I think raw feeding for dogs can be very difficult for vegans if you have issues about handling meat. If you are OK with that, the easiest way of getting the portions right for a very small puppy would be to use ground meat - either a complete mix intended for dogs, or additive free from the supermarket. If making your own I would start with ground chicken, beef liver if you can find it, otherwise lamb or pork, kidney ditto, and eggs. Puree the liver and kidney in a blender, and mix a scant 2 ounces into 1 pound of chicken together with the egg. Dry the eggshell, grind it to a powder, and add one teaspoonful to your mix (this provides the right amount of calcium). Freeze in ice cube trays, and defrost one or two cubes for each meal.
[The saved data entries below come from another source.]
PR #11672, opened 2026-08-24
Improve AI handling of storage lands

vanja-ivancevic:
- We are preparing Fallen Empires Adventure dungeons whose AI decks need the original storage-land cycle, which is currently excluded because the AI always untaps these lands before they can accumulate mana.
- Add a small optional-untap policy that counts other mana-producing lands and storage counters, then untaps only when that total bridges the mana-value gap to a card in hand.
- Keep the untap decision bounded to one battlefield count and one hand scan. It does not invoke spell selection, playability evaluation, mana payment, or ritual simulation.
- Leave counter spending to Forge's existing `ManaRitualBattery` handling once the land is untapped.
- Enable Bottomless Vault, Dwarven Hold, Hollow Trees, Icatian Store, and Sand Silos for AI decks.
- This is deliberately a mana-value heuristic. Color requirements, alternative costs, and coordination between multiple storage lands remain outside its scope.


Agetian (dismissed):

tool4ever (changes requested):
I think when I checked this for anything obviously crazy earlier it looked almost reasonable, now after all these force-pushes it seems to have turned into yet another giant AI mess with lots of expensive recursion 😩

Here's just one example of spaghetti code no one will ever be able to maintain:


this needs a clean architecture and less bloat

vanja-ivancevic:
Thank you very much for your comment. That's really valuable. I'm very inexperienced with this stuff, and appreciate the learning opportunity!

tool4ever (approved):
thanks

vanja-ivancevic:
I've reworked this from the architectural boundary outward. The untap decision now performs one count of other mana-producing lands and one mana-value scan of the hand, with no calls into spell selection, playability evaluation, mana payment, or ritual simulation. `ComputerUtilMana` and `ManaAi` are unchanged from `master`; the final implementation is 10 production lines plus the card-script updates and two focused tests.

You can add a few ounces of cooked or pureed vegetables to the mix, but avoid onions which can be dangerous for dogs. There are a number of companies offering ready balanced frozen nuggets if you don't want to make your own.

There is lots of good information on dog diets (including vegetarian and vegan) here: DogAware.com: Diet & Health Info for Man's Best Friend


----------



## CiciPosh (Dec 22, 2016)

I would never feed a dog a vegan diet. I was stating that we were whole food Plant Based vegans and know the importance of not consuming things that our bodies don't thrive off of. 
Thanks anyway


----------



## CiciPosh (Dec 22, 2016)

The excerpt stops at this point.